Михай появился в деревенской ратуше всего несколько минут назад. Когда он, пошатываясь, спускался со своего фургона, то угодил ногой прямо в кучу мягкого, вонючего навоза. Дождь хлестал его по спине, пока он тупо размышлял, что же ему теперь делать. Он посмотрел на испачканный ботинок, изучая налипший на него навоз не менее внимательно, чем детектив изучает улики по громкому делу. Он взглянул на свой второй ботинок, как будто это могло дать ему какую-то подсказку, как выбраться из этого щекотливого положения. Затем он застонал, поднял ногу, прижав подошву к колесу фургона, и пока капли дождя стекали по его шее, принялся водить своим ботинком взад-вперед по колесу, пытаясь смыть с него навоз. Однако вместо этого экскременты только размазались по ботинку, а часть их с противным, смачным звуком шлепнулась на другой ботинок.

Михай прошел через вестибюль в главную, парадную залу ратуши, где теперь стоял рядом с Марицей. Его ботинки все еще были покрыты экскрементами, их ошметки прилипли к краю его штанин. Его волосы растрепались, подол его рубашки выбился из штанов и болтался под жилетом. Михай не побрился. Перед глазами у него все расплывалось, в голове стучало, он был уверен лишь в том, что видит перед собой Эбнера.

Эбнер держал в руках раскрытую Библию, иногда поправляя на носу очки, которые надевал во время чтения. Он заранее заложил закладками те страницы, отрывки текста на которых были ему нужны. Он не так часто помечал страницы, которые требовалось открыть во время церемонии. С тех пор как в закон внесли соответствующие изменения и было разрешено заключать гражданские браки, официальных бракосочетаний было проведено достаточно мало. Эбнер прочел вслух часть текста, держа палец на той его части, которую следовало прочесть следующей, и посмотрел на пару перед собой. Марица стояла, плотно стиснув челюсти. Эбнер увидел морщинки, появившиеся у нее на лице в последние годы, отчего ее гримаса стала еще более отчетливой. По ее телу пробегала легкая дрожь, ее прозрачные глаза сверкали.

Затем Эбнер перевел взгляд на Михая. Более наглого и бесцеремонного жениха он еще не видел.

Эбнер снова склонил голову к Библии и продолжил зачитывать отрывки из нее.

* * *

Ноябрь 1920 года


В ближайший вторник, последовавший за его назначением, доктор Кальман Цегеди-младший ранним утром прибыл в Надьрев. Погода еще не успела испортиться, и он смог проделать восьмикилометровое путешествие из Цибахазы без каких-либо осложнений. Он унаследовал основную практику своего отца в Цибахазе. Вместе с тем в его ведение также перешло несколько деревень в районе, включая Нойбург, Тисафельдвар, Тисакюрт и Надьрев, который был самым дальним населенным пунктом, поскольку располагался на другой стороне обмельчавшего русла реки.

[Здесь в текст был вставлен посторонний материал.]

PR #4017, opened 2020-10-08
Fix tests generated by --live generator

feliperenan:
Fixes https://github.com/phoenixframework/phoenix/issues/3947

You can read the motivation of this PR in the issue, but in short, in order to fix all tests those are the changes:

* Set string_attr only when the field is a string 631ebe5
* Ensure empty list for fields with list type 4d533ea
* Use date as map on live_test generator 50afac3

### Testing

In case you want to test, those are the commands I've been using:

```
$ mix phx.gen.live Shoppers Shopper shoppers favorites:array:string birth_date:date name:string created_at:naive_datetime time:time created_at_b:utc_datetime
```

After that, run `mix test` and all tests should be green.


feliperenan:
@josevalim this PR is ready for review 🙌

lib/mix/tasks/phx.gen.html.ex
```diff
@@ -176,13 +176,13 @@ defmodule Mix.Tasks.Phx.Gen.Html do
...
         {label(key), ~s(<%= textarea f, #{inspect(key)} %>), error(key)}
       {key, :date} ->
-        {label(key), ~s(<%= date_select f, #{inspect(key)} %>), error(key)}
+        {label(key), ~s(<%= date_input f, #{inspect(key)} %>), error(key)}
       {key, :time} ->
-        {label(key), ~s(<%= time_select f, #{inspect(key)} %>), error(key)}
+        {label(key), ~s(<%= time_input f, #{inspect(key)} %>), error(key)}
       {key, :utc_datetime} ->
-        {label(key), ~s(<%= datetime_select f, #{inspect(key)} %>), error(key)}
+        {label(key), ~s(<%= datetime_local_input f, #{inspect(key)} %>), error(key)}
```
josevalim, line 183: I gave it a try locally and it seems that `datetime_local_input` is not supported in Firefox nor Safari. Nor `datetime_input`. We may have to use another aproach to solve the date/time/datetime issues, possibly keeping them as `datetime_select` and use maps in tests as you proposed as alternative. Sorry for misleading. :(

priv/templates/phx.gen.live/form_component.html.leex
```diff
@@ -10,5 +10,7 @@
   <%= input %>
   <%= error %>
 <% end %>
-  <%%= submit "Save", phx_disable_with: "Saving..." %>
+  <div>
```
feliperenan, line 13: This is not part of this issue but I'll make the generated form a bit more beautiful.

### before
image


### after 
image

Just copied from here: https://github.com/phoenixframework/phoenix/blob/c8883af5582a38496e4b7e45e05d3a4d759a6caa/priv/templates/phx.gen.html/form.html.eex#L12-L14

lib/mix/tasks/phx.gen.html.ex
feliperenan: Damm browsers supports 😢 

ok, I will make the change for using maps on the tests instead 👍

lib/mix/phoenix/schema.ex
```diff
@@ -175,6 +175,35 @@ defmodule Mix.Phoenix.Schema do
     |> Enum.into(%{}, fn {k, t} -> {k, type_to_default(k, t, action)} end)
   end
 
+  def value_as_map(%Date{} = date), do: %{day: date.day, month: date.month, year: date.year}
```
feliperenan, line 178: @josevalim before adding docs & tests, what do you think about this solution? Since this change is required only for live tests, I tried to figure out a way to change these params only here.

feliperenan: My first thought was to use this function:

https://github.com/phoenixframework/phoenix/blob/c8883af5582a38496e4b7e45e05d3a4d759a6caa/lib/mix/phoenix/schema.ex#L203

Then we could have those params created as we wish. But I couldn't figure out how 😢

lib/mix/tasks/phx.gen.html.ex
```diff
@@ -176,13 +176,13 @@ defmodule Mix.Tasks.Phx.Gen.Html do
       {key, :text} ->
         {label(key), ~s(<%= textarea f, #{inspect(key)} %>), error(key)}
       {key, :date} ->
-        {label(key), ~s(<%= date_select f, #{inspect(key)} %>), error(key)}
+        {label(key), ~s(<%= date_select f, #{inspect(key)}, year: [options: 2010..#{Date.utc_today().year}] %>), error(key)}
```
feliperenan, line 179: Since params is using dates from `2010` I had to choose either update there or here or the date select will not have `2010` as an option. The issue updating the params is that tests will break after some years, that is why I'd rather keep this change here.

josevalim: Interesting. I prefer to change the value we generate for the tests then, make sure that it always mirrors Date.utc_today. WDYT?

lib/mix/phoenix/schema.ex
josevalim: I like the current solution to be honest. My only suggestion is to call this function something like `live_form_value`. WDYT?

lib/mix/tasks/phx.gen.html.ex
josevalim: To be more precise, I would change `type_to_default` to return `Date.add(Date.utc_today, -1, :days)` for create and `Date.utc_today()` for update. We need to do similar to naive_datetime and friends too. ALthough for NaiveDateTime we can do -1 hour. Thoughts?

feliperenan: Make more sense haha 👍 

Just updated. For `NaiveDatetime` and `Datetime` I am doing `-100_000` which goes backwards one day, hope that is fine 🙈

lib/mix/phoenix/schema.ex
```diff
@@ -254,11 +256,29 @@ defmodule Mix.Phoenix.Schema do
...
         :time_usec      -> ~T[14:00:00.000000]
         :uuid           -> "7488a646-e31f-11e4-aace-600308960662"
-        :utc_datetime   -> DateTime.utc_now() |> DateTime.add(-100_000) |> DateTime.truncate(:second)
-        :utc_datetime_usec -> DateTime.add(DateTime.utc_now(), -100_000)
-        :naive_datetime -> NaiveDateTime.utc_now() |> NaiveDateTime.add(-100_000) |> NaiveDateTime.truncate(:second)
-        :naive_datetime_usec -> NaiveDateTime.add(NaiveDateTime.utc_now, -100_000)
-        _               -> "some #{key}"
+        :utc_datetime   ->
+          DateTime
+          |> build_datetime()
```
feliperenan, line 261: @josevalim I feel this code is getting too complicated but I couldn't think in another way to build the date here and assert them in the tests. The issue is that we need to force the seconds and microseconds in order to proper assert `datetime` and `naive_datetime`.

Another option would be removing the date from the assertion, but I am afraid we are going to lose test coverage with that. Do you have something better in mind?

ulissesalmeida: Looks like the seconds is a constant:
```
seconds = -24 * 3600
```

Then it means, it doesn't need to be here. 

Then I think it's possible to create something like:

```elixir
# ...
:utc_date_time -> build_utc_date_time()
# ...

def build_utc_date_time(), 
  do: DateTime.utc_now() |> DateTime.add(@seconds) |> DateTime.truncate(:second)

# apply the same pattern for the other data constructors
```

The naming here could be improved, for example, I have no idea what the `seconds` represent here.

I hope it helps 🙏  
Great job

feliperenan: Humm... I updated the code inspired by your version. It sounds better now. Wdyt?

One thing that I don't like is that I will need to do the same in the tests, or I could expose those functions and use there 🤔.

priv/templates/phx.gen.live/live_test.exs
```diff
@@ -4,9 +4,9 @@ defmodule <%= inspect context.web_module %>.<%= inspect Module.concat(schema.web
   import Phoenix.LiveViewTest
   import <%= inspect context.module %>Fixtures
 
-  @create_attrs <%= inspect schema.params.create %>
-  @update_attrs <%= inspect schema.params.update %>
-  @invalid_attrs <%= inspect for {key, _} <- schema.params.create, into: %{}, do: {key, nil} %>
+  @create_attrs <%= inspect for {key, value} <- schema.params.create, into: %{}, do: {key, Mix.Phoenix.Schema.live_form_value(value)} %>
+  @update_attrs <%= inspect for {key, value} <- schema.params.update, into: %{}, do: {key, Mix.Phoenix.Schema.live_form_value(value)} %>
+  @invalid_attrs <%= inspect for {key, value} <- schema.params.create, into: %{}, do: {key, value |> Mix.Phoenix.Schema.live_form_value() |> Mix.Phoenix.Schema.build_invalid_value()} %>
```
josevalim, line 9: Should we rename `build_invalid_value` to `invalid_form_value` for consistency with `live_form_value`?

josevalim:
@feliperenan one last (minor) comment and we can ship it. :)

feliperenan:
@josevalim applied and tests are green now.

josevalim:

udoschneider:
It seems there are still some issues with `utc_datetime`. Generating an app with:

```
$ mix phx.new live_ts_test --live
$ # Follow instructions (e.g. ecto and routes)     
$ mix phx.gen.live Context Entry entries timestamp:utc_datetime
$ mix test
```

creates tests that do not work out of the box. Using 1.5.6 raises errors. Using master with this commit “just” fails.

feliperenan:
humm... in this case test fails because the in `@invalid_attrs` will be generated with something like:

```Elixir
  @invalid_attrs %{timestamp: %{day: 26, hour: 21, minute: 1, month: 10, year: 2020}}
```

Am I right? 🤔 

I am not sure if we can generate an invalid attribute for this case since there is a select for each field and user's couldn't submit an invalid date. Maybe this is something we can live with since we are using `date_select` or is there something we could do here?

josevalim:
You can generate a date like 30/feb of that year, 31st April, etc. :)

feliperenan:
Ok, make sense haha. We also need to change the assert message:

https://github.com/phoenixframework/phoenix/blob/779259bc6e281bba2f1e71e4b642e97281399095/priv/templates/phx.gen.live/live_test.exs#L36

In this case the error message would be `is invalid` instead of `can't be blank`. I will work on this during this week.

Доктор Цегеди-младший вышел из своего фургона на улице Арпада, которая, хотя последние сутки и не было дождя, блестела после ночного морозца. Восемь километров езды по проселочной дороге заставили его оценить приятное ощущение твердой земли под ногами. Фургон всю дорогу трясся по неровной колее, и от того, что сейчас можно было просто стоять на улице, он испытывал настоящее удовольствие, хотя его тело все еще ныло после поездки.

Следуя правилам своего отца, которые тот выработал, когда еще приезжал по вторникам в Надьрев, доктор Цегеди-младший остановил свой фургон перед зданием деревенской ратуши, чтобы прежде, чем отправиться в свой смотровой кабинет, ознакомиться с журналом записи на прием, который вел деревенский глашатай. Тех больных, которые не смогут к нему попасть, он был намерен навестить сам.

Молодой врач вошел в ратушу. В вестибюле было темно. Когда не было солнца, там стоял полумрак. Доктор Цегеди-младший огляделся вокруг и не смог отметить для себя ничего примечательного. Если не считать карты и часов, на стенах больше ничего не висело. Вдоль одной стены стояла скамья. В узкий дверной проем был виден слабый свет в главном зале ратуши. Доктор Цегеди-младший вошел туда, ощущая слабый запах парафина. Глашатай недавно заправил уличный фонарь на улице Арпада, а также лампы ночных сторожей, хранившиеся в ратуше, и в воздухе все еще пахло лампадным маслом.